Sans Superellipse Jidil 2 is a very bold, normal width, medium contrast, upright, normal x-height font visually similar to 'Bunken Tech Sans' by Buntype, 'Elephantmen' by Comicraft, 'Oxima' by Graviton, 'Futo Sans' by HB Font, and 'FTY Galactic VanGuardian' by The Fontry (names referenced only for comparison).
Keywords: headlines, posters, sports branding, packaging, signage, industrial, tech, athletic, authoritative, retro, impact, clarity, modernity, ruggedness, rounded corners, rectilinear, compact, blocky, square counters.
A heavy, blocky sans with a strongly rectilinear skeleton softened by rounded rectangle corners. Strokes are uniform and dense, with compact apertures and mostly squared counters, giving letters a punched, engineered feel. Curves resolve into superellipse-like bowls and rounded-rectangle interior spaces, while diagonals (A, V, W, X, Y) stay crisp and sturdy. Terminals are blunt and flat, and spacing reads tight and efficient, producing a solid, high-impact texture in words and lines.

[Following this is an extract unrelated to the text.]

PR #7311, opened 2025-07-31
Refactor `TraceSampler` to separate building from evaluation

andrewlock:
## Summary of changes

Refactors the `TraceSampler` and `ITraceSampler` abstractions to separate the building of the rules from the evaluation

Best suited to display contexts where impact and clarity matter: headlines, posters, labels, packaging, and wayfinding-style graphics. It also fits team apparel, esports/tech branding, and UI banners where a compact, industrial voice is desired; for long body text it will read heavy and dense.
The overall tone is bold and utilitarian, suggesting machinery, sports branding, and tech-forward signage. Its squared rhythm and softened corners balance toughness with approachability, creating a confident, no-nonsense voice that still feels modern and slightly retro-digital.
The design appears intended to deliver a robust, contemporary display sans built from squared geometry and rounded-rectangle curves, prioritizing strong silhouette recognition and a consistent modular rhythm. It aims to feel engineered and powerful without becoming sharp or aggressive, using softened corners to keep the forms cohesive and approachable.
Distinctive rounded-rect counters and squarish punctuation of curves give the type a consistent, modular look across uppercase, lowercase, and numerals. Numerals appear especially sign-like and sturdy, with clear, simplified forms that emphasize legibility at display sizes.